Check every line of the entries below for "updtset", and copy the lines that have it.

Supplied data START

PR #1557, opened 2022-09-08
Easy to use, self-contained tileset update script

mlange-42:
#### Summary

Easy to use, self-contained tileset update script

#### Content of the change

Rework `updtset.cmd` and add helper scripts to artists can set up their environment and run updates without needing to touch the command line.

Further, it is not necessary anymore to modify `updtset.cmd` for the local setup. Once environment variable `CDDA_PATH` is set, it should just work out ofthe box with double click. A helper for setting up the variable is also provided.

* [x] Use environment variables `CDDA_PATH` for the game path, and `CDDA_TILESET` for the tileset to be updated
* [x] Add two helper scripts to set these variables interactively
* [x] Modify `updtset.cmd` to let users select game path and tileset interactively if
  * not available as as environment variable (both), and
  * not given as script parameter (tileset)
* [x] ~~Move `compose.py` from the CDDA main repo into this repo, folder `tools`~~
  * ~~(required as the pre-compiled game does not contain that file)~~
* [x] Add a script to set environment variable `LIBVIPS_PATH`
* [x] Modify `compose.py` in the main game repo to include `LIBVIPS_PATH` into library search path (see https://github.com/CleverRaven/Cataclysm-DDA/pull/60923)
* [x] ~~Include `compose.py` from the main game repo into binary distributions~~
* [x] Add a copy of `compose.py` to folder `tools`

Supplied data END

▶ **Solved problem**:
Rework `updtset.cmd` and add helper scripts to artists can set up their environment and run updates without needing to touch the command line.
Further, it is not necessary anymore to modify `updtset.cmd` for the local setup. Once environment variable `CDDA_PATH` is set, it should just work out ofthe box with double click. A helper for setting up the variable is also provided.
* [x] Modify `updtset.cmd` to let users select game path and tileset interactively if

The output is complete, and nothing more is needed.